最后我们来看看class_liner的DefineClass方法

//首先我们注意看他的参数，第一个参数就是传递的一个线程对象
mirror::Class* ClassLinker::DefineClass(Thread* self,
                                        const char* descriptor,
                                        size_t hash,
                                        Handle<mirror::ClassLoader> class_loader,
                                        const DexFile& dex_file,
                                        const DexFile::ClassDef& dex_class_def) {


//然后继续看关键代码：


//注意看这里就是一把锁，一旦有线程进来 那么只要锁没释放那么其余线程走到这里来就会被阻塞。
 ObjectLock<mirror::Class> lock(self, klass);
  klass->SetClinitThreadId(self->GetTid());
  // Make sure we have a valid empty iftable even if there are errors.
  klass->SetIfTable(GetClassRoot(kJavaLangObject)->GetIfTable());


  // Add the newly loaded class to the loaded classes table.
  ObjPtr<mirror::Class> existing = InsertClass(descriptor, klass.Get(), hash);
  if (existing != nullptr) {
    // We failed to insert because we raced with another thread. Calling EnsureResolved may cause
    // this thread to block.
    return EnsureResolved(self, descriptor, existing);
  }

  // Load the fields and other things after we are inserted in the table. This is so that we don't
  // end up allocating unfree-able linear alloc resources and then lose the race condition. The
  // other reason is that the field roots are only visited from the class table. So we need to be
  // inserted before we allocate / fill in these fields.
  //看名字 我们也能猜到这里是真正加载class对象的地方了
  LoadClass(self, *new_dex_file, *new_class_def, klass);




void ClassLinker::LoadClass(Thread* self,
                            const DexFile& dex_file,
                            const DexFile::ClassDef& dex_class_def,
                            Handle<mirror::Class> klass) {
  const uint8_t* class_data = dex_file.GetClassData(dex_class_def);
  if (class_data == nullptr) {
    return;  // no fields or methods - for example a marker interface
  }
  LoadClassMembers(self, dex_file, class_data, klass);
}
//所以最终我们是通过loadClassMembers这个方法来完成对类的加载的，其实这个方法里面就是把类加载的完整过程给走了一遍，其中当然包括我们的静态代码块的执行过程。
 而这个函数执行的最后一句话就是  self->AllowThreadSuspension()  ，也就是将锁释放掉。

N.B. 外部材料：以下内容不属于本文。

PR #4984, opened 2023-08-25
fix: ensure using next free port for dev console

vvagaytsev:
**What this PR does / why we need it**:
A quickfix. Error handling still requires some refactoring.

**Which issue(s) this PR fixes**:

Fixes #4969

**Special notes for your reviewer**:

PR #5163, opened 2023-09-29
fix(server): ensure using a free port for dev console

### LINKED ISSUE #5158: Garden server fails silently on port conflicts
### Current Behavior

If I run `garden dev` in a given terminal window it starts a server on the default port, `9777`. 

Now, I I run another `garden dev` command in a different window it also the picks the same port. It attempts to start the server at that port which fails silently. 

The error is never logged and Garden continues running, so to the user, everything looks okay. However, in this state, the web dashboard won't work.

### Expected behavior

Firstly, that Garden picks the next available port if the current one is in use. The library we use for picking ports doesn't appear to do that and we may need to implement this on our end.

Second, that Garden doesn't just swallow these errors. Here's the offending code: https://github.com/garden-io/garden/blob/main/core/src/server/server.ts#L184

If we were to log the error there, we'd see something like:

所以最终我们就得到了一个结论，对于类加载过程的锁机制来说，jvm是将这个锁放到了java层自己处理，而android则是放在了c层进行处理。虽然处理方式大相径庭，但还是保持了虚拟机的运行规则。产生问题以后的表现都是一致的。

最后对于android程序来讲，如果你的应用程序确实存在某些类的初始化过程被多线程调用且这些类的初始化过程还存在相互嵌套的情况，那么可以在程序的入口处，先将一个class手动初始化。例如我们可以在android的application的onCreate方法里面添加：

Class.forName("your class name ")

这样，优先在主线程里手动触发一个class的加载，则可以完美避开我们例子中的问题。相对应的钱包类似的问题也就迎刃而解了。毕竟一时半会我们要修改原来相互嵌套的逻辑也不是一件容易的事。用这种方法既可以避免bug的产生，也可以给足时间让他人将错误的写法修改完毕。